Note: the returned header will include the ending newline and
any embedded whitespace folding.
- get_mbox_separator()
- Returns the mbox separator found in the message, or undef if there wasn't
one.
- get_body()
- Returns an array of the pristine message body, one line per array
element.
- get_pristine()
- Returns a scalar of the entire pristine message.
- get_pristine_body()
- Returns a scalar of the pristine message body.
- get_pristine_body_digest()
- Returns SHA1 hex digest of the pristine message body. CRLF line endings
are normalized to LF before hashing.
- get_msgid()
- Returns Message-ID header for the message, with <> and surrounding
whitespace removed. Returns undef, if nothing found between <>.
- generate_msgid()
- Generate a calculated "Message-ID" in
sha1hex@sa_generated format, using To, Date headers and pristine
body as source for hashing.
- extract_message_metadata($permsgstatus)
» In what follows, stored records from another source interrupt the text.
PR #520, opened 2016-10-24
Refactor argon2 tests

lxp:


grimmerm:
Nice, we should reuse method pullTestSuite for all other testsuites as well.

mx.sulong/mx_sulong.py
```diff
@@ -419,6 +420,16 @@ def copytree(src, dst, symlinks=False, ignore=None):
             if not os.path.exists(d) or os.stat(s).st_mtime - os.stat(d).st_mtime > 1:
                 shutil.copy2(s, d)
 
+def pullTestSuite(library, destDir, **kwargs):
+    """downloads and unpacks a test suite"""
+    mx.ensure_dir_exists(destDir)
+    localPath = mx.library(library).get_path(True)
+    tar(localPath, destDir, **kwargs)
+    os.remove(localPath)
+    sha1Path = localPath + '.sha1'
```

- $str = get_metadata($hdr)
- put_metadata($hdr, $text)
- delete_metadata($hdr)
- $str = get_all_metadata()
- finish_metadata()
- Destroys the metadata for this message. Once a message has been scanned
fully, the metadata is no longer required. Destroying this will free up
some memory.
- finish()
- Clean up an object so that it can be destroyed.
- receive_date()
- Return a time_t value with the received date of the current message, or
current time if received time couldn't be determined.
These methods take a RFC2822-esque formatted message and create a tree with all
of the MIME body parts included. Those parts will be decoded as necessary, and
text/html parts will be rendered into a standard text format, suitable for use
in SpamAssassin.
- parse_body()
- parse_body() passes the body part that was passed in onto the
correct part parser, either _parse_multipart() for multipart/*
parts, or _parse_normal() for everything else. Multipart sections
become the root of sub-trees, while everything else becomes a leaf in the
tree.
For multipart messages, the first call to parse_body()
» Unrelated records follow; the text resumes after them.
PR #523, opened 2016-10-25
Add support for idivl instruction to return struct inline assembly 

SwapnilGaikwad:
When multiple values/registers are returned from inline assembly then the inline assembly (represented as a function call) returns a struct combining necessary values. These values are extracted by the 'extractvalue' instructions in LLVM IR followed by the call to inline assembly.
Apart from support for struct return type this commit includes,
- Updates to parser, making type as `I32` explicitly for 32 bit registers. Previously it was using same value from return type which is now struct.
- Refactoring processing of inline assembly by bitcode parser. Now using same function as that of textual parser (`createInlineAssemblerExpression` function) to process inline assembly.

Please suggest,
- idivl is calculating 32 bit quotient and 32 bit remainder separately. Is it fine to calculate them by a single function (division) and writing 8 bytes from the start address of returned structure or relying on widths would be prone to error?

### DIFF
--- a/projects/com.oracle.truffle.llvm.asm.amd64/src/com/oracle/truffle/llvm/asm/amd64/AsmFactory.java
+++ b/projects/com.oracle.truffle.llvm.asm.amd64/src/com/oracle/truffle/llvm/asm/amd64/AsmFactory.java
@@ -60,9 +60,10 @@ import com.oracle.truffle.llvm.nodes.impl.func.LLVMArgNodeFactory.LLVMI32ArgNode
 import com.oracle.truffle.llvm.nodes.impl.func.LLVMCallNode;
 import com.oracle.truffle.llvm.nodes.impl.func.LLVMInlineAssemblyRootNode;
 import com.oracle.truffle.llvm.nodes.impl.literals.LLVMSimpleLiteralNode;
-import com.oracle.truffle.llvm.nodes.impl.memory.LLVMAddressGetElementPtrNodeFactory;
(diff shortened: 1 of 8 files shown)


projects/com.oracle.truffle.llvm.asm.amd64/src/com/oracle/truffle/llvm/asm/amd64/AsmFactory.java
```diff
@@ -170,14 +183,44 @@ public void createDivisionOperatoin(String op, String divisor) {
...
             LLVMI32Node edxNode = LLVMI32ReadNodeGen.create(edxSlot);
             LLVMI32Node divisionNode = LLVMAMD64IdivlNodeGen.create(divisorNode, eaxNode, edxNode);
-            statement = LLVMWriteI32NodeGen.create(divisionNode, eaxSlot);
-            returnNode = LLVMI32ReadNodeGen.create(eaxSlot);
+            FrameSlot quotSlotEax = frameDescriptor.addFrameSlot("quotient");
+            quotSlotEax.setKind(FrameSlotKind.Int);
+            statements.add(LLVMWriteI32NodeGen.create(divisionNode, quotSlotEax));
+
+            if (retType == LLVMBaseType.STRUCT) {
+                LLVMI32Node remainderNode = LLVMAMD64ModNodeGen.create(divisorNode, eaxNode, edxNode);
```
mrigger: I think that you could compact this code by reading some information from the bitcode file, or by avoiding to create some of the frame slots. However, I think it is okay to do a refactoring the next time you implement a similar instruction, to help you identify common patterns.

mrigger:
LGTM!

doesn't create a new sub-tree and just uses the parent node to contain
children. All other calls to parse_body() will cause a new
sub-tree root to be created and children will exist underneath that
root. (this is just so the tree doesn't have a root node which points at
the actual root node ...)
- _parse_multipart()
- Generate a root node, and for each child part call parse_body() to
generate the tree.
- _parse_normal()
- Generate a leaf node and add it to the parent.